--- EXERCISE INPUT Enclosed Below ---

PR #9332, opened 2026-05-26
feat: Add section to deploy projects to hub

tristantr:
## Summary

Adds a **Deploy projects to Hub** flow: a folder can be bundled into a Hub project (its scripts, flows, apps, resources, triggers and data-table migrations), published as a draft, submitted for review, and later imported/forked into another workspace under a chosen folder. Public apps can additionally be shared as live iframes.

## Screenshots

**Publish flow (predeploy) — select the folder's items to bundle**

Deploy to Hub — predeploy

**Bundle drawer — publication is blocked when a dependency can't be resolved**

Bundle drawer — unresolved-reference blocker

> The full publish → Hub → import round-trip requires a live Hub backend, which returns 401 in local CE dev, so the screenshots cover the workspace-side UI that renders locally. The unresolved-reference blocker, containment, and share-state logic are additionally covered by unit tests.

## Hardening (review rounds)

Portability and safety fixes surfaced during review:
- **Variable portability**: `$var:`/`$jsonvar:` references are relocated into the project slug on publish (items **and** trigger config) and retargeted into the destination folder on import, with empty secret placeholders materialized like resource stubs. Whole-string values only — inert literals in inline code are never rewritten.
- **Import containment**: imported items may only reference assets inside the target folder (plus `hub/` script/flow refs); everything else is rejected per-item.
- **Publish integrity**: publication is blocked while any bundle dependency is unresolved; a partial publish stays in a retryable state rather than becoming submit-ready.
- **Iframe sharing**: the Hub target is validated before flipping an app public, with policy rollback on embed/URL-resolution failure, and Unpublish stays available even when the public URL didn't resolve.
- **Draft rehydration**: reopened drafts preserve each app's live public-share state.

Custom resource types are intentionally standardized to the official Hub resource types, so no custom schema import is performed.


tristantr:
@claude review my pr

tristantr:
@claude review this pr

tristantr:
@claude review this PR, with my new fixes

tristantr:
@claude review this pr

hugocasa:
## Review notes (windmill side)

Overall the logic is sound and matches the hub contract in windmill-labs/windmillhub#140 (source_id linkage, `path`/`source_path` round-trip, trigger `runnable_path`/`runnable_kind`). A few things worth addressing before merge, grouped by severity.

### Functional gaps

1. **Apps that reference workspace scripts/flows by path are neither bundled nor path-rewritten.** `extractAppRefs` / `rewriteAppValue` in `projectBundle.ts` only handle `$res:` / `res://` tokens. A low-code app component that calls a workspace runnable by path (e.g. `f/other/myscript`) won't pull that script into the transitive closure, and its path won't be relocated under `f/<slug>/`. After import the app points at a path that doesn't exist in the destination workspace. Either extract+rewrite those runnable-by-path refs too, or at minimum surface a warning when an app references something outside the project folder.

2. **`install/+page.svelte` `retarget()` is a blunt whole-JSON string replace** (`JSON.stringify(bundle).split('f/<fromSlug>/').join('f/<folder>/')`). It rewrites every occurrence of that substring, including any incidental appearance inside script content. The publish side already does structural rewriting; the importer relies on a cruder mechanism that can over-replace.

### Install MVP limitations (document or guard)

3. Only `schedule` triggers are recreated on import; every other kind is recorded as `trigger kind '<kind>' not supported yet`. Fine as a first cut, but worth stating explicitly so it isn't mistaken for full trigger support.

4. Resources are created with `updateIfExists: false`, so any pre-existing resource path makes that item fail on (re-)import. Re-importing a project into a workspace that already has one of its resource paths will report per-item failures.

### Scope creep / unrelated diff noise (drop from this PR)

5. `backend/windmill-api/build.rs` is a pure rustfmt reflow of an unrelated line; no behavior change.

6. `frontend/src/routes/(root)/(logged)/workspace_settings/+page.svelte` relabels the "Workspace default app" tab to "Apps" with rate-limit copy, which is unrelated to deploying projects to the hub.

### Minor

7. `hub_publish.rs` header comment states folder names are "alphanumeric + underscore", but `validate_folder` also accepts `-`. Trivial doc drift.

8. `DeployToHub.svelte` at ~2.3k lines carries a lot (items, triggers, resources, recordings, app publishing, phase machine). Not a correctness issue, but the recording-builder and app-embed concerns are natural candidates to split into sub-components if it grows further.

rubenfiszel:
Addressed the latest Codex review:

**[P1] Variable dependencies are not portable** — Fixed in `632d809a77`. `$var:`/`$jsonvar:` refs are now retargeted into the destination folder (`buildRetargetMap` + `rewriteContent`) and materialized as empty secret placeholders on import (`existsVariable`-guarded), mirroring the resource-stub pattern. Values are never shipped; external refs stay rejected by containment. Renamed-folder imports no longer reject, and same-folder imports no longer dangle.

**[P1] Custom resource types are dropped on install** — Intentional: resource types should be standardized to the official Hub resource types, so there's no custom schema to recreate on import. Not treating this as a blocker.

Unit tests added for `$var:`/`$jsonvar:` retargeting and `collectExportVarPaths`. The full Hub export→import round-trip isn't exercisable in CE dev (Hub proxy 401).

--- End of Enclosed EXERCISE INPUT ---

=== ASSIGNMENT ===
For each record above, give it again without a single change.

=== TASK OUTPUT ===
PR #9332, opened 2026-05-26
feat: Add section to deploy projects to hub

tristantr:
## Summary

Adds a **Deploy projects to Hub** flow: a folder can be bundled into a Hub project (its scripts, flows, apps, resources, triggers and data-table migrations), published as a draft, submitted for review, and later imported/forked into another workspace under a chosen folder. Public apps can additionally be shared as live iframes.

## Screenshots

**Publish flow (predeploy) — select the folder's items to bundle**

Deploy to Hub — predeploy

**Bundle drawer — publication is blocked when a dependency can't be resolved**

Bundle drawer — unresolved-reference blocker

> The full publish → Hub → import round-trip requires a live Hub backend, which returns 401 in local CE dev, so the screenshots cover the workspace-side UI that renders locally. The unresolved-reference blocker, containment, and share-state logic are additionally covered by unit tests.

## Hardening (review rounds)

Portability and safety fixes surfaced during review:
- **Variable portability**: `$var:`/`$jsonvar:` references are relocated into the project slug on publish (items **and** trigger config) and retargeted into the destination folder on import, with empty secret placeholders materialized like resource stubs. Whole-string values only — inert literals in inline code are never rewritten.
- **Import containment**: imported items may only reference assets inside the target folder (plus `hub/` script/flow refs); everything else is rejected per-item.
- **Publish integrity**: publication is blocked while any bundle dependency is unresolved; a partial publish stays in a retryable state rather than becoming submit-ready.
- **Iframe sharing**: the Hub target is validated before flipping an app public, with policy rollback on embed/URL-resolution failure, and Unpublish stays available even when the public URL didn't resolve.
- **Draft rehydration**: reopened drafts preserve each app's live public-share state.

Custom resource types are intentionally standardized to the official Hub resource types, so no custom schema import is performed.


tristantr:
@claude review my pr

tristantr:
@claude review this pr

tristantr:
@claude review this PR, with my new fixes

tristantr:
@claude review this pr

hugocasa:
## Review notes (windmill side)

Overall the logic is sound and matches the hub contract in windmill-labs/windmillhub#140 (source_id linkage, `path`/`source_path` round-trip, trigger `runnable_path`/`runnable_kind`). A few things worth addressing before merge, grouped by severity.

### Functional gaps

1. **Apps that reference workspace scripts/flows by path are neither bundled nor path-rewritten.** `extractAppRefs` / `rewriteAppValue` in `projectBundle.ts` only handle `$res:` / `res://` tokens. A low-code app component that calls a workspace runnable by path (e.g. `f/other/myscript`) won't pull that script into the transitive closure, and its path won't be relocated under `f/<slug>/`. After import the app points at a path that doesn't exist in the destination workspace. Either extract+rewrite those runnable-by-path refs too, or at minimum surface a warning when an app references something outside the project folder.

2. **`install/+page.svelte` `retarget()` is a blunt whole-JSON string replace** (`JSON.stringify(bundle).split('f/<fromSlug>/').join('f/<folder>/')`). It rewrites every occurrence of that substring, including any incidental appearance inside script content. The publish side already does structural rewriting; the importer relies on a cruder mechanism that can over-replace.

### Install MVP limitations (document or guard)

3. Only `schedule` triggers are recreated on import; every other kind is recorded as `trigger kind '<kind>' not supported yet`. Fine as a first cut, but worth stating explicitly so it isn't mistaken for full trigger support.

4. Resources are created with `updateIfExists: false`, so any pre-existing resource path makes that item fail on (re-)import. Re-importing a project into a workspace that already has one of its resource paths will report per-item failures.

### Scope creep / unrelated diff noise (drop from this PR)

5. `backend/windmill-api/build.rs` is a pure rustfmt reflow of an unrelated line; no behavior change.

6. `frontend/src/routes/(root)/(logged)/workspace_settings/+page.svelte` relabels the "Workspace default app" tab to "Apps" with rate-limit copy, which is unrelated to deploying projects to the hub.

### Minor

7. `hub_publish.rs` header comment states folder names are "alphanumeric + underscore", but `validate_folder` also accepts `-`. Trivial doc drift.

8. `DeployToHub.svelte` at ~2.3k lines carries a lot (items, triggers, resources, recordings, app publishing, phase machine). Not a correctness issue, but the recording-builder and app-embed concerns are natural candidates to split into sub-components if it grows further.

rubenfiszel:
Addressed the latest Codex review:

**[P1] Variable dependencies are not portable** — Fixed in `632d809a77`. `$var:`/`$jsonvar:` refs are now retargeted into the destination folder (`buildRetargetMap` + `rewriteContent`) and materialized as empty secret placeholders on import (`existsVariable`-guarded), mirroring the resource-stub pattern. Values are never shipped; external refs stay rejected by containment. Renamed-folder imports no longer reject, and same-folder imports no longer dangle.

**[P1] Custom resource types are dropped on install** — Intentional: resource types should be standardized to the official Hub resource types, so there's no custom schema to recreate on import. Not treating this as a blocker.

Unit tests added for `$var:`/`$jsonvar:` retargeting and `collectExportVarPaths`. The full Hub export→import round-trip isn't exercisable in CE dev (Hub proxy 401).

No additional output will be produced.